WHAT YOU ARE ASKED TO DO → Reply with each record repeated exactly.
--- INFORMATION PROVIDED ---
PR #1145, opened 2025-03-10
Generate storage enums with abice/go-enum

jraddaoui:
Refs #1117.


djjuhasz:
Adding `internal/storage/types` to the [Codecov ignore list](https://github.com/artefactual-sdps/enduro/blob/main/.codecov.yml#L21) should bring the test coverage up to the minimum threshold (or close).

jraddaoui:
But there is an existing test in that package, I'll create a new enums package to fully ignore it in the tests.

djjuhasz:
@jraddaoui other than the code coverage issue, this looks good to me.

jraddaoui:
Still complaining about the diff, I'll add `[skip-codecov]` before merging.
---
EXERCISE RESULT →
PR #1145, opened 2025-03-10
Generate storage enums with abice/go-enum

jraddaoui:
Refs #1117.


djjuhasz:
Adding `internal/storage/types` to the [Codecov ignore list](https://github.com/artefactual-sdps/enduro/blob/main/.codecov.yml#L21) should bring the test coverage up to the minimum threshold (or close).

jraddaoui:
But there is an existing test in that package, I'll create a new enums package to fully ignore it in the tests.

djjuhasz:
@jraddaoui other than the code coverage issue, this looks good to me.

jraddaoui:
Still complaining about the diff, I'll add `[skip-codecov]` before merging.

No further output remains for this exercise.